A series of novel 3-[2-(4H-1,2,4-triazol-4-yl) ethyl]-1-alkyl-1H-indole derivatives (4a-s) were synthesized and evaluated for their anticonvulsant activity and neurotoxicity by using maximal electroshock (MES) and rotarod neurotoxicity (TOX) tests. Among the compounds studied, compound 3-[2-(4H-1,2,4-triazol-4-yl) ethyl]-1-nonyl-1H-indole (4p) was found by intraperitoneal (i.p.) administration in mice to be the most potent compound with a median effective dose (ED50) value of 10.2 mg/kg, possessed better anticonvulsant activity and higher safety than carbamazepine.

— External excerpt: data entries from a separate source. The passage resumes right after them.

Issue #11606, opened 2020-04-14
How to prevent user from executing GC in container of registry/registryctl 


wy65701436:
As from Harbor v2.0, `tag` is maintained in Harbor instead of back end registry, which leads to the valid images in Harbor with tags but without tags in the registry.

Therefore, Harbor disables its GC job to delete the untagged manifest when to call registry GC CLI.

But, how can we prevent a user from executing GC CLI with enabling delete untagged manifest option in the container of registry and regsitryctl. 

If the user executes GC with the option, it should be a catastrophic event as GC will remove most of the valid images from the backend storage and no way to restore.

reasonerjt:
We can rename the binary file to mitigate the risk, 
and we MUST clearly add release note and document

PR #12471, opened 2020-07-13
Rename registry_DO_NOT_USE_GC to registry

stefannica:
Harbor container images built for other OS distributions prefer installing
docker-registry from packages instead of building directly from source.
The registryctl code should use the more generic `registry` name instead
of the hardcoded `registry_DO_NOT_USE_GC` name, to enable such cases.

Signed-off-by: Stefan Nica <snica@suse.com>

### DIFF
--- a/make/photon/registry/Dockerfile
+++ b/make/photon/registry/Dockerfile
@@ -4,12 +4,12 @@ FROM ${harbor_base_namespace}/harbor-registry-base:${harbor_base_image_version}
 
 COPY ./make/photon/common/install_cert.sh /home/harbor
 COPY ./make/photon/registry/entrypoint.sh /home/harbor
-COPY ./make/photon/registry/binary/registry /usr/bin/registry_DO_NOT_USE_GC
+COPY ./make/photon/registry/binary/registry /usr/bin/registry
 
 RUN chown -R harbor:harbor /etc/pki/tls/certs \
     && chown harbor:harbor /home/harbor/entrypoint.sh && chmod u+x /home/harbor/entrypoint.sh \
     && chown harbor:harbor /home/harbor/install_cert.sh && chmod u+x /home/harbor/install_cert.sh \
-    && chown harbor:harbor /usr/bin/registry_DO_NOT_USE_GC && chmod u+x /usr/bin/registry_DO_NOT_USE_GC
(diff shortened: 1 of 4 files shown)


wy65701436:
Thanks for the PR.

You can refer to the issue(https://github.com/goharbor/harbor/issues/11606) to get more details. The name set to `registry_DO_NOT_USE_GC` is want to warning user to do not execute GC manually, at least in Harbor integration.

More background here, as Harbor v2.1 will introduce non-blocking GC, that means Harbor will deside which blob/manifest will be removed instead of distribution. So, Harbor needs this warning message.

For the docker distribution build you mentioned in the comments, so far docker distribution v2.7.1 cannot satisfy Harbor's requirment, so we patched two PRs into v2.7.1, that's why we use source code to build distribution.

The PR cannot be accepted, you can file issue if any further query.

stefannica:
> Thanks for the PR.
> 
> You can refer to the issue(#11606) to get more details. The name set to `registry_DO_NOT_USE_GC` is want to warning user to do not execute GC manually, at least in Harbor integration.
> 

Thanks for pointing that out @wy65701436. Was manually running the registry `garbage-collect` command inside the `harbor-registry` or `harbor-registryctl` containers ever an officially supported (and documented) method to do garbage collection ? I understand the intention is to warn off users from executing that command manually now, but I would say that it is _generally_ not recommended to manually run commands inside containers, because this would interfere with the registry's overall functionality, wouldn't you agree ?

> More background here, as Harbor v2.1 will introduce non-blocking GC, that means Harbor will deside which blob/manifest will be removed instead of distribution. So, Harbor needs this warning message.
> 
> For the docker distribution build you mentioned in the comments, so far docker distribution v2.7.1 cannot satisfy Harbor's requirment, so we patched two PRs into v2.7.1, that's why we use source code to build distribution.

This change was meant to allow images to be built from a generic docker-distribution OS package, which I should mention can also be patched with backported bugfixes, so that shouldn't be a problem. However, changing the name of binaries inside generic RPM packages is not possible.

> 
> The PR cannot be accepted, you can file issue if any further query.

Thanks, I understand. This is not something important enough to file an issue over, I can find a workaround that doesn't involve Harbor code changes. I was also going to suggest making the name of the registry binary configurable for `registryctl`, but it seems too much effort for something this small.

PR #12478, opened 2020-07-14
feat(p2p):enhance policy enforcer

### LINKED ISSUE #12443: Enhance preheat policy enforcer to support reading security settings (vulnerability scanning and signature) from the project configurations

steven-zou:
Read security settings from the project configurations and override the preheat policy settings if necessary.

Check the project security settings and override the related settings in the policy if necessary.
NOTES: if the security settings (relevant with signature and vulnerability) are set at the project configuration,
they will have the highest priority and override the related settings of the preheat policy.
 e.g (use signature as an example, similar case to vulnerability severity part):
   if policy.signature = false and project.config.signature = true; then policy.signature = true
   if policy.signature = true and project.config.signature = true; then policy.signature = true
   if policy.signature = true and project.config.signature = false; then policy.signature = true
   if policy.signature = false and project.config.signature = false; then policy.signature = false

fix #12443 

### DIFF
--- a/src/controller/p2p/preheat/enforcer.go
+++ b/src/controller/p2p/preheat/enforcer.go
@@ -28,8 +28,8 @@ import (
 	"github.com/goharbor/harbor/src/core/config"
 	"github.com/goharbor/harbor/src/core/service/token"
 	"github.com/goharbor/harbor/src/jobservice/job"
-	"github.com/goharbor/harbor/src/jobservice/logger"
 	"github.com/goharbor/harbor/src/lib/errors"
+	"github.com/goharbor/harbor/src/lib/log"
 	"github.com/goharbor/harbor/src/lib/q"
 	"github.com/goharbor/harbor/src/lib/selector"
 	"github.com/goharbor/harbor/src/pkg/p2p/preheat"
@@ -56,6 +56,9 @@ const (
 	resourcePullAction      = "pull"
 	manifestAPIPattern      = "%s/v2/%s/manifests/%s"
 	accessCredHeaderKey     = "Authorization"
+	proMetaKeyContentTrust  = "enable_content_trust"
+	proMetaKeyVulnerability = "prevent_vul"
+	proMetaKeySeverity      = "severity"
 )
 
 // Enforcer defines preheat policy enforcement operations.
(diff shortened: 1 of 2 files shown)


src/controller/p2p/preheat/enforcer.go
```diff
@@ -549,3 +570,55 @@ func checkProviderHealthy(inst *provider.Instance) error {
...
+					code := vuln.Severity(se).Code()
+
+					if sev, ok := fl.Value.(int); !ok || (ok && sev != code) {
+						// Record this is a override case
+						r2 := []interface{}{pro.Name, p.Name, fl.Type, fmt.Sprintf("%v:%d", fl.Value, sev), fmt.Sprintf("%s:%d", se, code)}
+						override = append(override, r2)
+					}
+
+					// Override: must be set align with project configuration setting
+					fl.Value = code
```
chlins, line 616: If the security requirements at the policy level are higher than at the project level, e.g. the project level is above blocking severity High, and the policy level is above blocking severity Low, will this also cover the project level? that means lowering the requirements at the policy level.

steven-zou: good point

steven-zou: @chlins 

Updated

src/controller/p2p/preheat/enforcer.go
```diff
@@ -257,20 +272,26 @@ func (de *defaultEnforcer) PreheatArtifact(ctx context.Context, art *artifact.Ar
 		// Get and check if the provider instance bound with the policy is healthy
 		inst, err := de.instMgr.Get(ctx, pl.ProviderID)
 		if err != nil {
-			logger.Errorf("Failed to get the preheat provider instance bound with the policy %d:%s with error: %s", pl.ID, pl.Name, err.Error())
+			log.Errorf("Failed to get the preheat provider instance bound with the policy %d:%s with error: %s", pl.ID, pl.Name, err.Error())
 			continue
 		}
 
 		// Skip unhealthy instance
 		if err := checkProviderHealthy(inst); err != nil {
```
kofj, line 280: Should we use the controller's `CheckHealth` method instead it?

PR #12483, opened 2020-07-15
Add configuration for anonymous access control

cafeliker:
This is the proposed change on the issue #10760

The administrator will be able to configure the Harbor instance to enable/disable the anonymous access.

Thanks
ye


wy65701436:
hi, this is more like a new feature. As for new feature, please follow this https://github.com/goharbor/harbor/blob/main/CONTRIBUTING.md#design-new-features to create an proposal firstly, and have it reivewed/approved by maintainers.

Let's clost it and move to the proposal part if you still like to introduce it.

机译:合成了一系列新型的3- [2-(4H-1,2,4-三唑-4-基)乙基] -1-烷基-1H-吲哚衍生物(4a-s),并对其抗惊厥活性和神经毒性进行了评估通过使用最大电击(MES)和轮状神经毒性(TOX)测试。在研究的化合物中,通过在小鼠腹膜内(ip)给药发现了化合物3- [2-(4H-1,2,4-三唑-4-基)乙基] -1-壬基-1H-吲哚(4p)。是最有效的化合物,中位有效剂量(ED50)值为10.2 mg / kg,比卡马西平具有更好的抗惊厥活性和更高的安全性。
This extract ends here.